The company I am valuing here is Altria, and they have had some restatements due to the spinoffs of PMI and Kraft. After spending a few hours today pouring throught the old releases I have noticed that there were big chunks of discontinued ops that this analyst didn’t include. Doing the modeling has been fairly complicated, but I really am high on company and have crafted an investment thesis I am confident in, so I am going to try and see it through. Hopefully I don’t get stuck at this point, I have spent probably 20 hours on it so far. For what I’m trying to do, should I keep all the line items as they are reported by the company, or should I dump line items such as one-time items, other non-operating items, and anything to do with discontinued ops? Thanks for the input guys.
It hurts to say this but after you put 30-40 hours into this project you’ll be lucky if someone looks at it for more than 5 minutes. I’d focus on creating a functional, easy to follow model accompanied by a well thought out 1-2 page writeup about your assumptions etc. Keeping it to the point might be hard with a huge conglomerate like Altria, but if you like the company so much then go for it I guess.
Soda Popinski Wrote: ------------------------------------------------------- > For what I’m trying to do, should I keep all the > line items as they are reported by the company, or > should I dump line items such as one-time items, > other non-operating items, and anything to do with > discontinued ops? I’d dump them but make sure you tell them why you did so… ie better approximation of future cashflow.
Yeah Altria is probably quite a complicated beast to look at. In retrospect KO or MSFT or something along those lines might have been a better starting point. Still, now that you’ve so much work done you might as well see this true. I agree with others about keeping it short and sweet. How many worksheets are in your model currently? Are you doing a DCF? You don’t want to go overboard here, but at the same time I understand you want people to appreciate the effort you’ve gone to. Have you mentioned peers in your analysis? Always good when discussing valuations to include some commentary on similar companies.

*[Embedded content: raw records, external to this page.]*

Issue #526, opened 2026-06-07
feat: MCP server for BitRouter under /mcp


SPIKESPIGEL404:
## Summary

Add a Model Context Protocol (MCP) server for BitRouter so that any MCP-capable client (Claude Code, Claude Desktop, Cursor, etc.) can drive the proxy directly — routing completions, checking status, and managing config — without manual curl or SDK setup.

## Proposed Structure

```
bitrouter/
├── apps/
├── crates/
├── skills/         ← existing
└── mcp/            ← new (Cargo workspace member)
    ├── Cargo.toml
    └── src/
        └── main.rs
```

A top-level `/mcp` crate at the same level as `/skills`, added to the root `Cargo.toml` workspace.

## SDK

Use the official Rust MCP SDK:
[https://github.com/modelcontextprotocol/rust-sdk](https://github.com/modelcontextprotocol/rust-sdk)

## Proposed MCP Tools

| Tool | Description |
|------|-------------|
| `chat_completion` | Route a `POST /v1/chat/completions`-style request through the running BitRouter daemon and return the response |
| `send_message` | Route a `POST /v1/messages` (Anthropic-compatible) request |
| `list_models` | Return available models/routes from the running daemon |
| `daemon_status` | Call `bitrouter status` — PID, listen address, providers |
| `daemon_start` | Start the daemon (wraps `bitrouter start`) |
| `daemon_stop` | Graceful shutdown (wraps `bitrouter stop`) |
| `daemon_reload` | Hot-reload config (wraps `bitrouter reload`) |

## Installation via CLI

Add a `bitrouter mcp install` subcommand that registers the MCP server with the local client config (e.g. `~/.claude/settings.json`, `~/.cursor/mcp.json`):

```bash
# Print the stdio server command (for manual wiring)
bitrouter mcp serve

# Install into Claude Code / Claude Desktop automatically
bitrouter mcp install --client claude
bitrouter mcp install --client cursor
```

`bitrouter mcp serve` runs the MCP server over stdio so it can be wired into any client's `mcpServers` config block. `bitrouter mcp install` writes that wiring automatically.

## Why

- Agents using Claude Code or Claude Desktop currently have to set `base_url` manually and know BitRouter's port (`127.0.0.1:4356`). An MCP server makes BitRouter a first-class tool in any MCP-aware client — no base-URL plumbing needed.
- The skills layer (`/skills`) already gives agents declarative knowledge about BitRouter; an MCP server gives them *callable* access.
[...]

PR #530, opened 2026-06-07
feat(mcp): origin MCP server for BitRouter (#526)

SPIKESPIGEL404:
## Summary

Adds an **origin** MCP server for BitRouter (issue #526) — exposing BitRouter's own tools to any MCP client (Claude Code, Cursor, …), distinct from the existing MCP *gateway* that proxies upstream servers.

- New `bitrouter-mcp` crate (top-level `/mcp`) built on `rmcp` 1.7. One `#[tool_router]` definition serves **both** transports: **stdio** (local) and **streamable HTTP** (remote, mounted at `/mcp-control` so it never collides with the gateway's `/mcp`).
- Three tools: `complete`, `list_models`, `status`.
- Two backends behind a `Backend` trait, both thin reqwest clients (no dependency on `apps/bitrouter` → no cycle): `LocalBackend` → `127.0.0.1:4356` (BYOK daemon); `CloudBackend` → `api.bitrouter.ai` with a bearer token (`--token`/`BITROUTER_TOKEN`).
- CLI: `bitrouter mcp serve` (`--transport stdio|http`, `--backend`, `--bind`, …) and `bitrouter mcp install --client claude|cursor` (prints or non-destructively merges the client config block).
- `/bitrouter` skill updated in the same change (SKILL.md + `references/mcp-server.md`), per repo CLAUDE.md.

Design spec and implementation plan are included under `docs/superpowers/`.

### v1 scope (deferred, documented)
- Admin/mutating tools + tier allowlist filter
- Native in-client browser OAuth + per-caller multi-tenant bearer forwarding (v1 forwards a bearer the user already minted)
- Token streaming of completions (transport is streamable; `complete` returns a full result)

## Test Plan

- [x] `cargo nextest run --all-features` — 670/670 pass (11 in the new crate, incl. a full stdio `initialize`→`tools/list` smoke test)
- [x] `cargo clippy --all-features` — clean (no `#[allow]`, no `.unwrap`/`.expect`/`panic!` in non-test code)
- [x] `bitrouter mcp install --client claude` prints the expected `mcpServers` block; `mcp serve --help` lists all flags
- [ ] Manual: point Claude Code / Cursor at `bitrouter mcp serve` and call `list_models` / `complete` against a running daemon

## Notes for reviewers
- The `install` `--client` enum currently renders an identical block for `claude` and `cursor`; per-client config-path defaults are a deliberate follow-up.


FrozenArcher404:
## Code Review — origin MCP server (#526)

A well-structured, well-tested feature. The new `bitrouter-mcp` crate exposes `complete`/`list_models`/`status` as an **origin** MCP server over stdio + streamable HTTP, cleanly separated from the existing gateway, with no dependency cycle into `apps/bitrouter`. Skill + README updated in the same change per `CLAUDE.md`. Findings ordered by severity.

### 🔴 Correctness — the `complete` tool's `system` parameter is silently broken

Both backends send the system prompt as a **top-level** field:

```rust
// mcp/src/backend/local.rs  &  cloud.rs
if let Some(s) = req.system { body["system"] = s.into(); }
```

But the daemon's `/v1/chat/completions` wire type (`ChatRequest` in `crates/bitrouter-sdk/src/language_model/protocol/chat_completions.rs`) has **no** `system` field. Tracing the flow:

1. Top-level `system` lands in `ChatRequest.extra` via `#[serde(flatten)]`.
2. `parse_request` builds `Prompt.system` **only** from system-*role messages* — never from a top-level `system`.
3. `extra` (carrying `system`) rides into `Prompt.params.extra` and is splatted back onto the **outbound provider request**.

Net effect: a `system` passed to the MCP tool is **not** treated as the system prompt. It's forwarded to the upstream provider as a non-standard top-level field, which OpenAI-shaped providers ignore or reject. The skill doc (`skills/bitrouter/references/mcp-server.md`) advertises it as "System prompt" — so contract and behavior both mislead.

**Fix:** prepend a system message to `messages` (OpenAI's actual contract) instead of setting a top-level field:

```rust
if let Some(s) = req.system {
    if let Some(arr) = body["messages"].as_array_mut() {
        arr.insert(0, serde_json::json!({ "role": "system", "content": s }));
    }
}
```

This slipped because the `complete` wiremock test only matches `body_partial_json({"model": ...})` — it never asserts the outbound body carries `system`/`max_tokens`/`temperature`. Add a test that pins the full request body.

### 🟠 Security — local backend over HTTP is unauthenticated, with arbitrary `--bind`

`require_auth` is `true` only for the cloud backend (`mcp/src/lib.rs`). So:

```bash
bitrouter mcp serve --transport http --backend local --bind 0.0.0.0:4357
```

exposes the BYOK daemon's completion/model endpoints — running on the **user's own provider keys** — to the entire network with **zero auth**. The skill even documents this `--backend local` HTTP override. The only thing protecting users today is the loopback *default* bind; nothing stops a non-loopback bind.

**Recommend:** when `require_auth == false`, refuse a non-loopback `--bind` (or at minimum emit a loud warning). Silent network exposure of BYOK keys is a sharp edge.

### 🟡 Reuse — `CloudBackend` re-implements an existing typed cloud client

`CloudBackend::status` reimplements `GET /v1/billing/balance` with its own `Balance` struct (`mcp/src/backend/cloud.rs`), duplicating `crates/bitrouter-cloud-sdk/src/management/billing.rs`, which already returns a typed balance for the same endpoint. Depending on `bitrouter-cloud-sdk` would **not** create the cycle the PR avoided (that was about `apps/bitrouter`). The "thin independent reqwest client" goal is a fair counter-argument, but the duplication of wire shape + path is worth a deliberate decision rather than incidental.

### 🟡 Placeholder fields that always carry one value (brushes `CLAUDE.md` rule 4)

- `ModelInfo.active` is hardcoded `true` in every mapping (local.rs + cloud.rs).
- `ProviderStatus.active` hardcoded `true`; `StatusInfo::Local.running` is only ever `true` (you get an `Err` otherwise).

These fields convey no information today. The skill doc even shows `"active": false` for a provider — a state the code **cannot produce**. Either populate from real daemon state or drop the fields until they mean something.

### 🟡 `install::Client` enum currently differentiates nothing

`render_block(_client: Client)` ignores its argument and emits an identical block for `Claude` and `Cursor` (`mcp/src/install.rs`). The PR notes per-client paths are a follow-up — fine as a seam if imminent, but as shipped the enum + `--client` flag select between two identical outputs.

### 🔵 Minor

- **`temperature: Option<f32>`** (`CompleteArgs` in `mcp/src/server.rs`) serializes into a request the daemon reads as `f64`, producing artifacts (`0.7` → `0.6999999880…`). Use `f64` to match `ChatRequest.temperature`.
- **Auth scheme is case-sensitive.** `has_bearer` / `caller_from_extensions` match `"Bearer "` literally; RFC 7235 auth schemes are case-insensitive (`bearer`/`BEARER` are valid). Low impact, but a stricter-than-spec 401. Consider `eq_ignore_ascii_case` on the scheme token.
- **CLI uses `String` + manual match** for `--transport`/`--backend`/`--client` (`apps/bitrouter/src/main.rs`). clap `ValueEnum` would give enumerated `--help`, completion, and validation for free.
- **"Example-as-bin" trick** (`autoexamples=false` + `[[bin]] path="examples/mcp-stdio-local.rs"` in `mcp/Cargo.toml`) builds a real `mcp-stdio-local` binary into the crate on every `cargo build`, despite being labeled test-only. Cosmetic; `src/bin/` or a `tests/` helper with `harness=false` would be less surprising.

### ✅ Strengths

- Clean origin-vs-gateway separation; `/mcp-control` avoids the gateway's `/mcp`; no cycle into `apps/bitrouter`.
- One `#[tool_router]` serving both transports.
- Multi-tenant `PerCaller` bearer forwarding with edge-middleware `401`, **proven end-to-end** by `mcp/tests/multitenant_http.rs` (distinct bearers forwarded once each, missing-bearer rejected). Plus stdio handshake smoke + install-merge tests.
- No `.unwrap`/`.expect`/`panic!` in non-test code; errors modeled with `thiserror`; honest "experimental" labeling and documented deferred scope.

### Verdict

**Request changes** — primarily the `system` bug (🔴, a user-facing contract that doesn't work) and the unauthenticated local-over-HTTP exposure (🟠). The rest are cleanups. The architecture and test discipline are solid; these are fixable without structural change.

> Reviewed by reading the branch and tracing call paths; the `cargo nextest`/`clippy`/`fmt` checks the PR lists as green were not independently re-run — worth a final local run after the `system` fix lands (with the added outbound-body assertion).

PR #553, opened 2026-06-11
fix(chat): drop provider-defined tools (no chat wire form)

FrozenArcher404:
## Problem (found while verifying alpha.13 on staging)

Codex against any non-OpenAI model returned **`stream disconnected before completion: request failed; please retry`** (Codex retries 5× then gives up); Claude Code returned `api_error`. Raw streaming worked fine — so it looked transient, but it's **deterministic and request-shaped**.

Instrumenting the boundary (logging proxy between Codex and staging) showed staging returns HTTP 200 with a tiny **291-byte** SSE body: `event: response.failed … {"error":{"code":"upstream_error","message":"request failed; please retry"}}`. The upstream provider rejected the request. Bisecting a real **53 KB** Codex request isolated the cause to **two tools**: `{type:"web_search"}` and `{type:"namespace", name:"multi_agent_v1", …}`. With the 8 plain function tools only, the identical request succeeds.

### Root cause

Chat Completions' `tools` array accepts **only** `{type:"function", …}` — it has no provider-defined ("server") tool envelope. But `render_chat_tool` splatted a `Tool::ProviderDefined` verbatim in its source-native shape (`{type:"web_search"}`, the Codex `{type:"namespace"}` group, Anthropic `{type:"web_search_20250305"}`, …). A strict upstream (DeepSeek, Kimi, OpenAI's own `/chat/completions`) rejects that structurally-invalid entry and fails the **entire request** with an opaque error.

Real-world blast radius: Codex *always* sends `web_search` + `namespace`; Claude Code sends `web_search_20250305`. So every such request routed to a non-OpenAI Chat Completions upstream died on turn one. Confirmed live on staging for **both** the Responses (Codex) and Messages (Claude Code) paths.

## Fix

A `Tool::ProviderDefined` has **no valid Chat Completions representation**, so drop it when rendering to that wire (keeping the request and its function tools valid) instead of emitting an entry no Chat Completions endpoint accepts. `render_chat_tool` now returns `Option`; `render_request` `filter_map`s and omits the `tools` key entirely if nothing remains (never `tools: []`).

This is **wire-structural, not capability gating** — only a tool the target wire *cannot express* is omitted, never a function tool the model might support. The server tool could not execute on a Chat Completions upstream anyway. Same-protocol server-tool round-trips (Responses→Responses, Messages→Messages) and Gemini rendering are untouched; verbatim passthrough is preserved exactly where the target wire can carry it.

> Note: this changes a previously deliberate, documented choice (the old `provider_defined_tool_preserved_into_chat_completions` test asserted verbatim splat). That choice was actively harmful here — passthrough lost *all* tools and the whole turn, strictly worse than dropping one untranslatable tool.

## Tests

- Flipped the prior splat test → `provider_defined_tool_dropped_from_chat_completions` (incl. the `tools`-omitted-when-empty case).
- Added cross-protocol regressions mirroring the real flows: Responses (web_search + namespace + function) → chat, and Messages (web_search_20250305 + function) → chat — both render only the function tool.

`cargo test -p bitrouter-sdk --all-features` 430+5, clippy clean, fmt clean. Independently reviewed (APPROVE-with-nits).

## Follow-ups (out of scope, not blocking)

1. **Expand a Codex `namespace` group into its constituent function sub-tools** when routing to Chat Completions, rather than dropping it — its sub-tools (`close_agent`, `send_input`, …) *do* have valid `{type:"function"}` forms, so expanding preserves Codex multi-agent capability. Needs response-side tool-call routing for the flattened names.
2. (Pre-existing) A `tool_choice` that names a now-dropped server tool could leave a dangling reference; consider normalizing.

### DIFF
--- a/CHANGELOG.md
+++ b/CHANGELOG.md
@@ -7,6 +7,14 @@ and this project adheres to [Semantic Versioning](https://semver.org/spec/v2.0.0
 
 ## [Unreleased]
 
+## [1.0.0-alpha.14](https://github.com/bitrouter/bitrouter/compare/v1.0.0-alpha.13...v1.0.0-alpha.14)
+
+
+### 🐛 Bug Fixes
+
+- *(chat)* Drop provider-defined tools (no chat wire form) ([#553](https://github.com/bitrouter/bitrouter/pull/553)) - ([b0b4ef3](https://github.com/bitrouter/bitrouter/commit/b0b4ef365d83d9a5f2ee380067320ff5303d9f2c))
+
+
 ## [1.0.0-alpha.13](https://github.com/bitrouter/bitrouter/compare/v1.0.0-alpha.12...v1.0.0-alpha.13)
 
 
--- a/Cargo.lock
+++ b/Cargo.lock
@@ -719,7 +719,7 @@ dependencies = [
 
 [[package]]
 name = "bitrouter"
-version = "1.0.0-alpha.13"
+version = "1.0.0-alpha.14"
 dependencies = [
  "anyhow",
  "async-trait",
@@ -758,7 +758,7 @@ dependencies = [
 
 [[package]]
 name = "bitrouter-bedrock"
-version = "1.0.0-alpha.13"
+version = "1.0.0-alpha.14"
 dependencies = [
  "async-stream",
  "async-trait",
@@ -772,7 +772,7 @@ dependencies = [
 
 [[package]]
 name = "bitrouter-cloud-sdk"
-version = "1.0.0-alpha.13"
+version = "1.0.0-alpha.14"
 dependencies = [
  "anyhow",
  "async-trait",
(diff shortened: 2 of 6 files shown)


FrozenArcher404:
⚠️ **Bundled emergency release.** This PR now also includes a `chore(release): publish v1.0.0-alpha.14` commit (workspace version + internal pins + `apps/bitrouter` mcp pin + `Cargo.lock` + `CHANGELOG.md`), done manually to skip the release-plz release-PR wait.

**Merging to `main` publishes alpha.14 automatically** — the `release-plz release` job runs on every push to main and publishes any crate whose manifest version isn't on crates.io yet, then tags `v1.0.0-alpha.14` (which triggers the cargo-dist `release.yml`). No manual `cargo publish` needed.

Caveat: the repo squash-merges, so the CHANGELOG commit link (`b0b4ef3`) points at the pre-merge fix commit; the `#553` PR link is canonical.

Altria is a big messy pig to model up with the spinoff’s of Kraft and PMI.
I have 5 sheets in my model - working model (IS, BS, and CF on one sheet), assumptions, working capital schedule, depreciation schedule, and DCF. I thought about doing some other valuation techniques and a peer analysis, but to be honest, I was burned out as it took me probably 20+ hours to do this valuation due to the complexity of Altria’s finances, including their restatements after the spinoffs, and the fact that I lost about 5 hours of work due to my model not saving properly a couple days ago. I put a lot of work in it and hopefully that will be evident to the contacts I’m sending it to. Thanks for the help guys. EDIT: Also, does anyone know how to change just one specific page in a word doc to landscape view? My financial statements from excel are too long to fit properly on normal page layout and right now I’m just emailing out my actual model. I’d prefer to just paste the statements on my word doc, change it to a PDF, then send it out like that.
Hi Soda Popinski In MS word, go to insert, page break. Then go to page set-up, landscape, apply to this point forward. For me, I like to keep the model with as few worksheets as possible. This makes it much easier to run data tables and scenario analysis since these functions requires inputs to be on the same sheets.